(LISTED ENTRIES)

PR #542, opened 2026-08-12
fix(workspace): close two CodeQL findings and the last OSV advisory

ofri-peretz:
Three related fixes, all in the same failure class: **dependency state that only a scanner can see**.

The first two surfaced *because of* the CodeQL push-to-main trigger added in #537 — code that had never been analysed, since CodeQL previously only fired on `pull_request`.

## 1. Insecure temporary file — `js/insecure-temporary-file`, high, ×2

`scripts/corpus-scan.ts` built its scratch space at a fixed `os.tmpdir()/interlace-corpus-scan`, then wrote a `package.json`, ran an `npm install`, and generated an ESLint config inside it. On a multi-user machine that is a world-writable path an attacker can pre-create as a symlink and have us write through (CWE-377 / CWE-379). The script is documented for local use (`--update`), so this is not CI-only.

**`mkdtemp` is the usual answer and is wrong here.** The path is *deliberately* stable because it caches clones of eight large repositories between runs — a fresh directory per run discards exactly what it exists for.

Moved to the user cache directory (`XDG_CACHE_HOME`, else `~/.cache`): keeps the caching, removes the shared namespace. `mode: 0o700` for an unusual umask. The workflow doesn't cache the old path, so nothing downstream breaks.

## 2. esbuild `GHSA-g7r4-m6w7-qqqr` — the last advisory after #537

`apps/docs` resolved a nested `fumadocs-mdx@14.2.6` pulling `esbuild@0.27.7` (vulnerable range: introduced 0.27.3, fixed 0.28.1). Root already had `0.28.2`.

**Nothing required 14.x.** Root pins `fumadocs-mdx@15.2.2`; `apps/docs` declares `^15.2.2`. npm reported the nested copy `invalid` against apps/docs' own range — and reproduced it on every install anyway, because `npm install` does not prune stale entries. So apps/docs was running a **major version behind its own manifest**.

## 3. The guard, and the three violations it found

`scripts/__tests__/orphan-lockfile-lock.test.ts`. This class is invisible to everything already running: `npm audit` cannot see a lockfile npm never reads, `npm install` reproduces stale entries rather than pruning them, and nothing errors.

Two assertions, both **verified to fail on a broken tree** before being trusted:

1. **No `package-lock.json` at a workspace member root.** Scoped to `<member>/package-lock.json` exactly — lockfiles *deeper* inside a member (`packages/x/benchmark/`, `benchmarks/suites/*/`) are standalone rigs that get installed on their own, so they're maintained. Only one beside a member's own `package.json` is unreachable by npm.
2. **No nested entry violating its own member's declared range.** Nesting per se is legitimate (it's how npm resolves conflicting majors); a nested version failing the member's *own* range is not.

The second found three more, all older than what the member declares:

| member | package | locked | declared |
|---|---|---|---|
| `apps/docs` | `@types/node` | 22.19.7 | `^26.2.0` |
| `packages/eslint-formatter` | `eslint` | **8.57.1** | `^10.8.1` |
| `benchmarks` | `eslint-plugin-unicorn` | 62.0.0 | `^73.0.0` |

The formatter one is the notable one: **built and tested against ESLint 8 while declaring 10**, in a repo whose product targets ESLint 10. Its peer range still spans `^8.40 || ^9 || ^10`, so the compat matrix is unaffected — this only corrects what the lockfile installs.

## Verification

- `npm audit` → **0 vulnerabilities** (was 1)
- `turbo run build` 33/33, `turbo run test` 56/56
- `eslint-formatter` re-run with `--force` (the cached result predated the change): resolves **eslint 10.8.1**, 100% coverage
- `npm ci --dry-run` resolves against the rebased lockfile — two lockfile changes merged textually, so checked semantically rather than assumed
- `lefthook run pre-commit --all-files` green; pre-push typecheck + lockfile + build-and-test green

No package changes, so no changeset.


ofri-peretz:
Both findings were right; fixed in `4b4e2ef4`.

**On `XDG_CACHE_HOME` and `mode: 0o700`** — agreed, and the mode was doing even less than flagged: it applies *only when creating*, so on an existing directory it is a no-op. A pre-created world-writable directory or symlink was still accepted.

`scripts/lib/private-cache-dir.ts` now fails closed: ignores a relative `XDG_CACHE_HOME` (the XDG spec says a relative value is invalid and must be ignored — honouring one resolves the cache against the process cwd), refuses any path inside the *real* tmpdir, and `lstat`s every component from the cache root down, rejecting symlinks, foreign ownership, and group/world-writable modes.

It **refuses rather than repairs**. `chmod`-ing a directory we don't own, or unlinking a symlink we didn't create, is how a hardening step becomes its own vulnerability.

**On the missing lock** — added, though not in the suggested shape. That test recomputes `path.join(cacheHome, …)` and asserts the result doesn't contain `os.tmpdir()`, which passes regardless of what the script does: it tests its own arithmetic, not the source. `scripts/__tests__/private-cache-dir.test.ts` locks two separate things instead:

1. the **behaviour** of the guards against a real filesystem — symlink, `0o777`, file-instead-of-directory, relative path, tmpdir containment;
2. that `corpus-scan.ts` still **routes through** them — a bare `mkdirSync` reintroduced beside the call would bypass every check above.

The lock had to be a separate module: `corpus-scan.ts` calls `process.exit(main())` at module scope, so importing it from a test would run a full corpus scan.

**It caught a real bug in my first implementation.** `safeRealpath` fell back to `path.resolve` for a not-yet-existing path, so on macOS — where `os.tmpdir()` is `/var/folders/…`, a symlink to `/private/var/folders/…` — an unresolved candidate never string-matched the resolved tmpdir and the containment check silently passed. It now resolves the nearest existing ancestor and re-appends the missing tail.

16/16 across the three new lock files, and `ensurePrivateDir` verified against the real `~/.cache` path it has to work with in practice.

(End LISTED ENTRIES)

◆ **EXERCISE DESCRIPTION**
Given the records above, reproduce precisely and only the lines between the line holding "No package changes, so no changeset." and the line holding "The lock had", inclusive.

◆ **RESULT OF THIS TASK**
No package changes, so no changeset.


ofri-peretz:
Both findings were right; fixed in `4b4e2ef4`.

**On `XDG_CACHE_HOME` and `mode: 0o700`** — agreed, and the mode was doing even less than flagged: it applies *only when creating*, so on an existing directory it is a no-op. A pre-created world-writable directory or symlink was still accepted.

`scripts/lib/private-cache-dir.ts` now fails closed: ignores a relative `XDG_CACHE_HOME` (the XDG spec says a relative value is invalid and must be ignored — honouring one resolves the cache against the process cwd), refuses any path inside the *real* tmpdir, and `lstat`s every component from the cache root down, rejecting symlinks, foreign ownership, and group/world-writable modes.

It **refuses rather than repairs**. `chmod`-ing a directory we don't own, or unlinking a symlink we didn't create, is how a hardening step becomes its own vulnerability.

**On the missing lock** — added, though not in the suggested shape. That test recomputes `path.join(cacheHome, …)` and asserts the result doesn't contain `os.tmpdir()`, which passes regardless of what the script does: it tests its own arithmetic, not the source. `scripts/__tests__/private-cache-dir.test.ts` locks two separate things instead:

1. the **behaviour** of the guards against a real filesystem — symlink, `0o777`, file-instead-of-directory, relative path, tmpdir containment;
2. that `corpus-scan.ts` still **routes through** them — a bare `mkdirSync` reintroduced beside the call would bypass every check above.

The lock had to be a separate module: `corpus-scan.ts` calls `process.exit(main())` at module scope, so importing it from a test would run a full corpus scan.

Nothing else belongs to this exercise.